Flaherty is entering a new musical stage of being which I casually deemed, “K.Flaydom, if that’s a thing.”

“It is a thing!” she affirmed. Welcome, all, to K.Flaydom.

Release Date: August 19, 2016

It all began in 2003 while she, a student at Stanford University, randomly fell into and fell for making music. Hip-hop. Pop. Rap. Indie. Alt. It was all – and still is – in there, continuing to eschew a rigid identity. Crush Me’s first single, “Blood In The Cut,” is all edges and tenuously restrained darkness. Cathartic and expressive, anxious and honest.

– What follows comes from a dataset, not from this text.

PR #1168, opened 2022-01-15
Fix MSVC-specific compiler warnings / tweak method names

ischoegl:

Over the past couple of merges, several windows (MSVC)-specific compiler warnings appeared that were not caught when developing with `g++`. Some of the warnings are quite long, despite being triggered by trivial causes. The following are affected:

“I think what, in my mind, ties everything together and what has guided me creatively throughout the process and all the different mix tapes, EPs, albums…it’s just the real sense of honest perspective and an openness to being vulnerable. I think, in the music and that regardless of the genre, the precise genre, that that expression has taken, I feel like that’s been the guiding principle. It’s just one of authenticity and all the music has really just been me attempting to express something as precisely and creatively as I can.”

Considering how fluid and lucent her speech is, it’s no wonder that Flaherty’s musical dialogue is as poetic as it is imaginative as it is dramatic. At 31, not only is she already a music industry veteran, but she’s an academically accomplished one having graduated from Stanford with degrees in, both, sociology and psychology. Cerebral, a little punk rock, keenly aware of the human condition and able to lyrically actualize it, Flaherty is ready to create in a space free from limits and expectations.

In the span of her career, Flaherty has traveled the familiar roads of uncertainty: from DIY to a major label (RCA), to an independent artist. “I felt a little frustrated,” she explained about her time with RCA. “But by the same token, I don’t know how developed my own sense of musical self was. There were still so much about what I was doing that was very nascent at that time. It was a big learning experience.”

During a Facebook Live chat in August, Flaherty announced her signing to Night Street Records (an imprint on Interscope Records created by Imagine Dragons front man, Dan Reynolds) and it is a move of profound artistic proportions. Where her time on RCA Records was marred by not knowing where her eclectic sound fit in, Night Street intends to embrace exactly who and what K.Flay is.

As for how this partnership came to be, more dots get connected:

K.Flay
“I need noise / I need the buzz of a sub / Need the crack of a whip / Need some blood in the cut”

“Actually, to harken back to the beginning of our conversation, it happened because I was working with JT Daly, very unexpectedly and in a really cool, natural way. At the end of last year, JT and I got together to work on some music together. We went to this countryside studio that our friend built out and worked on a few songs and we just clicked immediately.

We ended up with – three songs, I think – that we worked on. It was one of those things where I sent it to my manager and we were, like, this kinda good and unexpected and I was feeling very invigorated by the experience. JT’s manager is Dan’s brother and manager, Mac. So Mac ended up playing the music for Dan.”

Flaherty cites commonalities such as respect for the music and taking joy in the creative process as why she and Reynolds hit it off, but at the end of the day it comes down to it being an empowering relationship. “It’s nice to have someone in my corner who believes in the music and wants to see it out there in the world. That’s how you want it to be when you have a label partner.”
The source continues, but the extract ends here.